Nach Rücktritt aus DFB-Elf Hoeneß geht auf Özil los: "Er ist ein Alibi-Kicker"

, aktualisiert am 23.07.2018 - 22:00 Uhr
Bayern-Präsident Uli Hoeneß schießt gegen den zurückgetretenen Mesut Özil. Foto: dpa

Bayerns Präsident Uli Hoeneß kritisiert den ehemaligen DFB-Spieler: "Sportlich hat Özil seit Jahren nichts in der Nationalmannschaft verloren." Eine Reaktion von Özils Berater Erkut Sögüt kommt bald.

 

München - Er wolle ruhiger werden, hieß es kürzlich über Uli Hoeneß, weiter in den Hintergrund rücken beim FC Bayern, und Sportdirektor Hasan Salihamidzic als neuen starken Mann wachsen lassen. Seit Montagmorgen weiß man, dass Präsident Hoeneß immer noch der Alte ist.

Der Rücktritt von Mesut Özil ließ Hoeneß am Terminal 1, Abschnitt F, des Münchner Flughafens aber mal so richtig explodieren. "Ich bin froh, dass der Spuk vorbei ist. Der hat seit Jahren einen Dreck gespielt. Den letzten Zweikampf hat er vor der WM 2014 gewonnen. Und jetzt versteckt er sich und seine Mist-Leistung hinter diesem Foto. Sportlich hat Özil seit Jahren nichts in der Nationalmannschaft verloren", feuerte Hoeneß vor dem Abflug der Bayern nach Philadelphia in Richtung Özil. Der sei für ihn "seit vielen Jahren ein Alibi-Kicker, der der deutschen Mannschaft überhaupt nicht geholfen hat".

Özil-Berater reagiert prompt auf Hoeneß-Kritik

Für den Neuanfang der deutschen Nationalmannschaft sei es "wunderbar, dass er jetzt endlich aufhört". Hoeneß poltert weiter: "Schon bei der WM 2014 war er ein reiner Mitläufer und kurz davor, rauszufliegen. Die anderen haben ihn durch das Endspiel gezogen. Es ist noch keiner auf die Idee gekommen, den mal sportlich zu hinterfragen. Der hat sich jetzt schön hinter der ganzen Erdogan-Geschichte verstecken können. Das ist doch die ganze Sauerei." (Lesen Sie hier: So reagiert Boateng auf den Özil-Rücktritt)

Ein klassischer Uli. Noch bevor Hoeneß Platz genommen hatte auf seinem Sitz in der Business-Class, waren seine Aussagen in der Welt. Über die Online-Dienste, die der Bayern-Präsident zuletzt ja so stark kritisiert hatte.

Eine Reaktion von Özils Berater Erkut Sögüt kam bald, er unterstellte Hoeneß beim Internetportal "goal.com" ein Ablenkungsmanöver "vom eigentlichen Thema, dem Rassismus und der Diskriminierung". Durch seine "dummen Aussagen" sei Hoeneß "nicht nur eine Schande für sich selbst, sondern für Bayern München und die Leute in Deutschland".

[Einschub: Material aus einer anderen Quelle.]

Issue #2949, opened 2020-05-03
Error while compiling FIt-SNE v1.1.0 or 1.0.0 on Fedora 31 5.6.8-200 solved while using with Seurat 3.1


rafalwoycicki:
Hi,
I do not know if you had a problem similar to mine, but if yes so there is a solution which I have found. I have not found a similar subject here in issues so I am posting it, if it was and I have not seen it so I apologize.

First of all, I have tried to use FIt-SNE v1.2.1 with Seurat without success, but as learned from this forum (as the wrapper is not updated to v1.2.1), I tried to install v.1.1.0 than.
My system is:
(base) [ravwoy@work-ravwoy FIt-SNE-1.0.0]$ uname -a
Linux work-ravwoy 5.6.8-200.fc31.x86_64 #1 SMP Wed Apr 29 19:10:01 UTC 2020 x86_64 x86_64 x86_64 GNU/Linux
with 96 GB RAM and 12 cores (2 x Intel Xeon each with 6 cores).

I am not a developer, nor informatician, I am biologist who learned some programming and data analysis, co Bioinformatician with moreon the Bio site, so forgiove me not being professional.

While compiling v.1.1.0 (or v.1.0.0) I got this error:
[ravwoy@work-ravwoy FIt-SNE-1.0.0]$ g++ -std=c++11 -O3  src/sptree.cpp src/tsne.cpp src/nbodyfft.cpp  -o bin/fast_tsne -pthread -lfftw3 -lm

In file included from src/tsne.cpp:42:
src/annoylib.h: In instantiation of ‘void AnnoyIndex<S, T, Distance, Random>::get_nns_by_item(S, size_t, size_t, std::vector<_Tp>*, std::vector<T>*) [with S = int; T = double; Distance = Euclidean; Random = Kiss32Random; size_t = long unsigned int]’:
src/tsne.cpp:1213:76:   required from here
src/annoylib.h:674:25: warning: taking address of packed member of ‘Minkowski::Node<int, double>’ may result in an unaligned pointer value [-Waddress-of-packed-member]
  674 |         _get_all_nns(m->v, n, search_k, result, distances);
      |                      ~~~^
src/annoylib.h: In instantiation of ‘S AnnoyIndex<S, T, Distance, Random>::_make_tree(const std::vector<_Tp>&) [with S = int; T = double; Distance = Euclidean; Random = Kiss32Random]’:
[...]

Issue #2935, opened 2020-04-30
dimensional_reduction.R fix needed for FIt-SNE 1.2.1 version 


rafalwoycicki:
Hello,

I wanted to run mca <- RunTSNE(mca, dims = 1:75, tsne.method = "FIt-SNE", nthreads = 4, max_iter = 2000) today but I am getting the info that version 1.2.1 is not compatibile with Seurat.
I have checked and dimensional_reduction.R holds check for version 1.0 and 1.1.0 and gives error with different version.
As I do not see it possible to download earlier version of FIt-SNE than 1.2.1, do you think that Seurat will work with 1.2.1? Can I somehow by myself change the code in dimensional_reduction.R so that it will accept 1.2.1 version of FIt-SNE?

Thank you .

Best regards,
Rafał

liuxl18-hku:
#2792

mojaveazure:
This has been brought to our attention. We have plans to implement support for FIt-SNE 1.2 but have other things on our plate at the moment.

rafalwoycicki:
Thanks @mojaveazure @liuxl18-hku

PR #3281, opened 2020-07-17
Support for FIt-SNE 1.2+

### LINKED ISSUE #2792: FIt-SNE wrapper requires upgrading to 1.2.0
We released Version 1.2.0 of FIt-SNE, which means that Seurat's wrapper will also need updating to use the latest executable. In the meantime, users should download the Version 1.1.0, as mentioned in the Seurat documentation. 

I should be able to update the [wrapper](https://github.com/satijalab/seurat/blob/87e2454817ed1d5d5aa2e9c949b9231f2231802f/R/dimensional_reduction.R#L1682-L1872) soon, but I wanted to submit this issue in case 1) someone encounters this error in the meantime or 2) someone else ends up updating it before I do.

saketkc:
Closes #2792
Also see #2935, #2949

### DIFF
--- a/DESCRIPTION
+++ b/DESCRIPTION
@@ -1,6 +1,6 @@
 Package: Seurat
-Version: 3.2.0.9901
-Date: 2020-07-17
+Version: 3.2.0.9002
+Date: 2020-07-27
 Title: Tools for Single Cell Genomics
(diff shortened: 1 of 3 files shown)


linqiaozhi:
This is a huge help, thanks @saketkc!

PR #3408, opened 2020-08-21
Add "do.shuffle" feature to DimPlot

samuel-marsh:
Hi Seurat Team,

This PR adds an additional logical parameter to `DimPlot` called `do.shuffle`.  This feature is based on the code/parameter of the same name from LIGER's [`plotByDatasetAndCluster` function](https://github.com/MacoskoLab/liger/blob/2532a37e0af6b5a13f821c7e8d2cdc9945fcdf9e/R/liger.R#L3040-L3044).  It makes for simple way to create a random ordering of the points in `DimPlot`.  This is especially useful when visualizing dim reduction by sample/dataset of origin and there are large number of cells and datasets. Below is example of default `DimPlot` on the left and `DimPlot` with `do.shuffle = TRUE` on the right.
do_shuffle_example

Since this is new feature I have set `do.shuffle = FALSE` as the default.

Believe everything should be in keeping with wiki guidelines for PRs but can easily change if needed.

Best,
Sam

### DIFF
--- a/DESCRIPTION
+++ b/DESCRIPTION
@@ -1,6 +1,6 @@
 Package: Seurat
-Version: 3.2.0.9014
-Date: 2020-08-19
+Version: 3.2.0.9015
+Date: 2020-08-24
 Title: Tools for Single Cell Genomics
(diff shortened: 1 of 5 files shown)


samuel-marsh:
Hi @andrewwbutler 

Looks great!!  Definitely agree moving it up makes more sense and adding seed parameter is nice.  Original liger function had ability for user set seed too but I had simplified it so as to not add to much in the PR but agree it's good to have included.

Thanks again!
Sam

Aber Hoeneß wusste natürlich, was seine Worte für eine Sprengkraft haben würden: Seine Attacke war eine gezielte.

Uli Hoeneß: Kritik an Özil - und am DFB

Die Entwicklung, dass Spieler sich immer häufiger über ihre Social-Media-Auftritte definieren, missfällt Hoeneß in höchstem Maße. "Seine 35 Millionen Follower-Boys, die es in der wirklichen Welt nicht gibt, kümmern sich darum, dass Özil überragend gespielt hat, wenn er einen Querpass an den Mann bringt", schimpfte Hoeneß. "Die Entwicklung in unserem Land ist eine Katastrophe. Man muss es mal wieder auf das reduzieren, was es ist: Sport." (Lesen Sie hier: Das ist die Reaktion des DFB auf den Özil-Rücktritt)

Es sollte wohl auch ein Zeichen sein an die Bayern-Stars, sich künftig wieder mehr auf den reinen Sport zu konzentrieren. Aber diese Entwicklung wird nicht aufzuhalten sein. Gleichwohl bedeuten Hoeneß' Worte nicht nur Kritik an Özil – sondern auch am DFB, der in Person von Bundestrainer Joachim Löw in den vergangenen Jahren an Özil festgehalten hatte. Scheinbar zum Missfallen des Bayern-Oberhauptes.

Zuletzt hatte bereits Bayerns Vorstandsboss Karl-Heinz Rummenigge die Führung des DFB scharf attackiert: "Mir fehlt da ein bisschen im Moment einfach die klare professionelle Handhabung der Krisenbewältigung. Es wundert mich allerdings auch nicht, weil der DFB ist eigentlich nur noch durchsetzt von Amateuren", sagte er.